● **Exercise aim**
Your output should be the full listing, unchanged.

━━━━━━━━━━━━━━━━━━━━

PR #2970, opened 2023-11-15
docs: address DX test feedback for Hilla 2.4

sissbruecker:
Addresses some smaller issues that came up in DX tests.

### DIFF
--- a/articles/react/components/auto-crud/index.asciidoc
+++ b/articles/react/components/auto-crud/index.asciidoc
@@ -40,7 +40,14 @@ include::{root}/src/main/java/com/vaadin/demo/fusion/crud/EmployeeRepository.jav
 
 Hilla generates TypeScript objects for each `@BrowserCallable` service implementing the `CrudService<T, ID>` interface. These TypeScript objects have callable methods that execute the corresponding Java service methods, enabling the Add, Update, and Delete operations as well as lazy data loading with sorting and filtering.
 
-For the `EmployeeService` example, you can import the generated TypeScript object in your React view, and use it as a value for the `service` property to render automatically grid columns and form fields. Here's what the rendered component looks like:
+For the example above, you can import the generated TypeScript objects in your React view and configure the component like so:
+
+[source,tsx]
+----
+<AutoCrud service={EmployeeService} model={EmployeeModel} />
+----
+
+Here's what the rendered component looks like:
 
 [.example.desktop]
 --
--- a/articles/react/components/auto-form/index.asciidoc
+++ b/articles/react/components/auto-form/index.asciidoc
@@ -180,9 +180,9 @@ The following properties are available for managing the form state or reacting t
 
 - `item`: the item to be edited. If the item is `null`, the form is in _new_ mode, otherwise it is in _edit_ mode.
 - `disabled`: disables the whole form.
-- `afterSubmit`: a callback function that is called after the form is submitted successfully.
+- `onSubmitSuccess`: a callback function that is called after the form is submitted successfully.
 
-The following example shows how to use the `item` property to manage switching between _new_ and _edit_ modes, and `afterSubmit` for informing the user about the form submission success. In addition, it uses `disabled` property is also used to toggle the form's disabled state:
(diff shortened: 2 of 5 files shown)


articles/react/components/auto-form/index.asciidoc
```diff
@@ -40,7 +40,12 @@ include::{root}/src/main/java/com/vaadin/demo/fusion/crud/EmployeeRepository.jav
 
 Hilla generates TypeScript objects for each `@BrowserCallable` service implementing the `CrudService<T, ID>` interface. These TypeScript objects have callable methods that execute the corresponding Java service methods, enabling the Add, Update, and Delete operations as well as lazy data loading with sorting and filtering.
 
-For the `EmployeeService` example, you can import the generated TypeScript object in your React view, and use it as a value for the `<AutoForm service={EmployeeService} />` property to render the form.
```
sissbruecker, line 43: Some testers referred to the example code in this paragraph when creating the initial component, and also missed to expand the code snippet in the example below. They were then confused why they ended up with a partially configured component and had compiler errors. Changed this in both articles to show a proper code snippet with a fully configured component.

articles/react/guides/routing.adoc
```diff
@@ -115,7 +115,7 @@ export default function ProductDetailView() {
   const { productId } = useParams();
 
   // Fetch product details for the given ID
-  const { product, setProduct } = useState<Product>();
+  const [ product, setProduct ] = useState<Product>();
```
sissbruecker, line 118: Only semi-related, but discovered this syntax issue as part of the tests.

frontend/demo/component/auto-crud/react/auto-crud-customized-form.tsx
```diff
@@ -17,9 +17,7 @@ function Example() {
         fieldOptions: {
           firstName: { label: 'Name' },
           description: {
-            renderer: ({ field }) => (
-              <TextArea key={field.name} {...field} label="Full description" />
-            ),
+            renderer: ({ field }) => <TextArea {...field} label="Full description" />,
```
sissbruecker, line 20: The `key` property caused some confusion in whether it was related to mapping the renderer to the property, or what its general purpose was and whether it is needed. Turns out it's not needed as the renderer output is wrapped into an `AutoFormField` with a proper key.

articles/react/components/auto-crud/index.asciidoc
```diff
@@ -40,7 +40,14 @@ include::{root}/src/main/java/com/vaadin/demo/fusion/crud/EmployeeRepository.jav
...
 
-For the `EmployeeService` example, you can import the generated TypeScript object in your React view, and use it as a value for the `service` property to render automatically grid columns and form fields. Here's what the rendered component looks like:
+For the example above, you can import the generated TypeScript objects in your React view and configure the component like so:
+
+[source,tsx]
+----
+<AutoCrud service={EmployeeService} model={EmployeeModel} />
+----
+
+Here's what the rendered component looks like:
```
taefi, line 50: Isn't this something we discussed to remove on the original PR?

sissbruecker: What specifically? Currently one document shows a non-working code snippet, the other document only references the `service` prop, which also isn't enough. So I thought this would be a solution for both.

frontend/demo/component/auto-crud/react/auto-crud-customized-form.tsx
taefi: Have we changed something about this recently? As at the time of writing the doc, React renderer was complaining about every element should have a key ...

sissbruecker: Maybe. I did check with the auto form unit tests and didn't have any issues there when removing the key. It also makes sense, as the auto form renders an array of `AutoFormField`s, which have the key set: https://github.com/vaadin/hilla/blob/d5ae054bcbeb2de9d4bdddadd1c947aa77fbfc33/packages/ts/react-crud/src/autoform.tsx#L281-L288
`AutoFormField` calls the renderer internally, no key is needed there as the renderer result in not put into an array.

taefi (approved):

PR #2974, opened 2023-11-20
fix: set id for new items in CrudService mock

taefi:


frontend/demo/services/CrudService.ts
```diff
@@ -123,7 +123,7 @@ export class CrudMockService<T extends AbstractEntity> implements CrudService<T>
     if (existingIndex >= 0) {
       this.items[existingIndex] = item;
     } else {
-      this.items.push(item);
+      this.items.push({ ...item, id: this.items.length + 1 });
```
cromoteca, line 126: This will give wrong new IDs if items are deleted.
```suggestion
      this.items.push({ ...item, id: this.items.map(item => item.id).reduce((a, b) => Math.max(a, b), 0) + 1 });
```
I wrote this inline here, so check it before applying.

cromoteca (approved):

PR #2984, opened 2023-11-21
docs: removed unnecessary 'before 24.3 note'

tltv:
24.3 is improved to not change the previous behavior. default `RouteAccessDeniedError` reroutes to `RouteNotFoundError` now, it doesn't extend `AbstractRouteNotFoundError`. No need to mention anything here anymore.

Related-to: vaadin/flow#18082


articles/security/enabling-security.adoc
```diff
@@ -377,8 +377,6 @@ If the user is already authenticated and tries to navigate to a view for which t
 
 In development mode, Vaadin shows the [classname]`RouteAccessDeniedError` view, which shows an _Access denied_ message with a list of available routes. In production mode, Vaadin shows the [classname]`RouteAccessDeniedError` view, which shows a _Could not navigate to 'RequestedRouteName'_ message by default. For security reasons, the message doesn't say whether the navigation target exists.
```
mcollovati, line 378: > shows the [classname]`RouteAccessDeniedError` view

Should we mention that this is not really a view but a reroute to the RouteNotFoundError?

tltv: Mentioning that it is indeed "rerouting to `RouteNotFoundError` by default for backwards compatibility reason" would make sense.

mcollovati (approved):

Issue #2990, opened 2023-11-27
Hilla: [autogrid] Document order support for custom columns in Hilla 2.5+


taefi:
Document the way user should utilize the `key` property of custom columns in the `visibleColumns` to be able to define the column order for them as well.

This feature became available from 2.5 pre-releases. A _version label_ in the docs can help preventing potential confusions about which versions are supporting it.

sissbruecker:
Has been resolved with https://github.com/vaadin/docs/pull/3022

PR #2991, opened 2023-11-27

━━━━━━━━━━━━━━━━━━━━

● **Exercise solution**
PR #2970, opened 2023-11-15
docs: address DX test feedback for Hilla 2.4

sissbruecker:
Addresses some smaller issues that came up in DX tests.

### DIFF
--- a/articles/react/components/auto-crud/index.asciidoc
+++ b/articles/react/components/auto-crud/index.asciidoc
@@ -40,7 +40,14 @@ include::{root}/src/main/java/com/vaadin/demo/fusion/crud/EmployeeRepository.jav
 
 Hilla generates TypeScript objects for each `@BrowserCallable` service implementing the `CrudService<T, ID>` interface. These TypeScript objects have callable methods that execute the corresponding Java service methods, enabling the Add, Update, and Delete operations as well as lazy data loading with sorting and filtering.
 
-For the `EmployeeService` example, you can import the generated TypeScript object in your React view, and use it as a value for the `service` property to render automatically grid columns and form fields. Here's what the rendered component looks like:
+For the example above, you can import the generated TypeScript objects in your React view and configure the component like so:
+
+[source,tsx]
+----
+<AutoCrud service={EmployeeService} model={EmployeeModel} />
+----
+
+Here's what the rendered component looks like:
 
 [.example.desktop]
 --
--- a/articles/react/components/auto-form/index.asciidoc
+++ b/articles/react/components/auto-form/index.asciidoc
@@ -180,9 +180,9 @@ The following properties are available for managing the form state or reacting t
 
 - `item`: the item to be edited. If the item is `null`, the form is in _new_ mode, otherwise it is in _edit_ mode.
 - `disabled`: disables the whole form.
-- `afterSubmit`: a callback function that is called after the form is submitted successfully.
+- `onSubmitSuccess`: a callback function that is called after the form is submitted successfully.
 
-The following example shows how to use the `item` property to manage switching between _new_ and _edit_ modes, and `afterSubmit` for informing the user about the form submission success. In addition, it uses `disabled` property is also used to toggle the form's disabled state:
(diff shortened: 2 of 5 files shown)


articles/react/components/auto-form/index.asciidoc
```diff
@@ -40,7 +40,12 @@ include::{root}/src/main/java/com/vaadin/demo/fusion/crud/EmployeeRepository.jav
 
 Hilla generates TypeScript objects for each `@BrowserCallable` service implementing the `CrudService<T, ID>` interface. These TypeScript objects have callable methods that execute the corresponding Java service methods, enabling the Add, Update, and Delete operations as well as lazy data loading with sorting and filtering.
 
-For the `EmployeeService` example, you can import the generated TypeScript object in your React view, and use it as a value for the `<AutoForm service={EmployeeService} />` property to render the form.
```
sissbruecker, line 43: Some testers referred to the example code in this paragraph when creating the initial component, and also missed to expand the code snippet in the example below. They were then confused why they ended up with a partially configured component and had compiler errors. Changed this in both articles to show a proper code snippet with a fully configured component.

articles/react/guides/routing.adoc
```diff
@@ -115,7 +115,7 @@ export default function ProductDetailView() {
   const { productId } = useParams();
 
   // Fetch product details for the given ID
-  const { product, setProduct } = useState<Product>();
+  const [ product, setProduct ] = useState<Product>();
```
sissbruecker, line 118: Only semi-related, but discovered this syntax issue as part of the tests.

frontend/demo/component/auto-crud/react/auto-crud-customized-form.tsx
```diff
@@ -17,9 +17,7 @@ function Example() {
         fieldOptions: {
           firstName: { label: 'Name' },
           description: {
-            renderer: ({ field }) => (
-              <TextArea key={field.name} {...field} label="Full description" />
-            ),
+            renderer: ({ field }) => <TextArea {...field} label="Full description" />,
```
sissbruecker, line 20: The `key` property caused some confusion in whether it was related to mapping the renderer to the property, or what its general purpose was and whether it is needed. Turns out it's not needed as the renderer output is wrapped into an `AutoFormField` with a proper key.

articles/react/components/auto-crud/index.asciidoc
```diff
@@ -40,7 +40,14 @@ include::{root}/src/main/java/com/vaadin/demo/fusion/crud/EmployeeRepository.jav
...
 
-For the `EmployeeService` example, you can import the generated TypeScript object in your React view, and use it as a value for the `service` property to render automatically grid columns and form fields. Here's what the rendered component looks like:
+For the example above, you can import the generated TypeScript objects in your React view and configure the component like so:
+
+[source,tsx]
+----
+<AutoCrud service={EmployeeService} model={EmployeeModel} />
+----
+
+Here's what the rendered component looks like:
```
taefi, line 50: Isn't this something we discussed to remove on the original PR?

sissbruecker: What specifically? Currently one document shows a non-working code snippet, the other document only references the `service` prop, which also isn't enough. So I thought this would be a solution for both.

frontend/demo/component/auto-crud/react/auto-crud-customized-form.tsx
taefi: Have we changed something about this recently? As at the time of writing the doc, React renderer was complaining about every element should have a key ...

sissbruecker: Maybe. I did check with the auto form unit tests and didn't have any issues there when removing the key. It also makes sense, as the auto form renders an array of `AutoFormField`s, which have the key set: https://github.com/vaadin/hilla/blob/d5ae054bcbeb2de9d4bdddadd1c947aa77fbfc33/packages/ts/react-crud/src/autoform.tsx#L281-L288
`AutoFormField` calls the renderer internally, no key is needed there as the renderer result in not put into an array.

taefi (approved):

PR #2974, opened 2023-11-20
fix: set id for new items in CrudService mock

taefi:


frontend/demo/services/CrudService.ts
```diff
@@ -123,7 +123,7 @@ export class CrudMockService<T extends AbstractEntity> implements CrudService<T>
     if (existingIndex >= 0) {
       this.items[existingIndex] = item;
     } else {
-      this.items.push(item);
+      this.items.push({ ...item, id: this.items.length + 1 });
```
cromoteca, line 126: This will give wrong new IDs if items are deleted.
```suggestion
      this.items.push({ ...item, id: this.items.map(item => item.id).reduce((a, b) => Math.max(a, b), 0) + 1 });
```
I wrote this inline here, so check it before applying.

cromoteca (approved):

PR #2984, opened 2023-11-21
docs: removed unnecessary 'before 24.3 note'

tltv:
24.3 is improved to not change the previous behavior. default `RouteAccessDeniedError` reroutes to `RouteNotFoundError` now, it doesn't extend `AbstractRouteNotFoundError`. No need to mention anything here anymore.

Related-to: vaadin/flow#18082


articles/security/enabling-security.adoc
```diff
@@ -377,8 +377,6 @@ If the user is already authenticated and tries to navigate to a view for which t
 
 In development mode, Vaadin shows the [classname]`RouteAccessDeniedError` view, which shows an _Access denied_ message with a list of available routes. In production mode, Vaadin shows the [classname]`RouteAccessDeniedError` view, which shows a _Could not navigate to 'RequestedRouteName'_ message by default. For security reasons, the message doesn't say whether the navigation target exists.
```
mcollovati, line 378: > shows the [classname]`RouteAccessDeniedError` view

Should we mention that this is not really a view but a reroute to the RouteNotFoundError?

tltv: Mentioning that it is indeed "rerouting to `RouteNotFoundError` by default for backwards compatibility reason" would make sense.

mcollovati (approved):

Issue #2990, opened 2023-11-27
Hilla: [autogrid] Document order support for custom columns in Hilla 2.5+


taefi:
Document the way user should utilize the `key` property of custom columns in the `visibleColumns` to be able to define the column order for them as well.

This feature became available from 2.5 pre-releases. A _version label_ in the docs can help preventing potential confusions about which versions are supporting it.

sissbruecker:
Has been resolved with https://github.com/vaadin/docs/pull/3022

PR #2991, opened 2023-11-27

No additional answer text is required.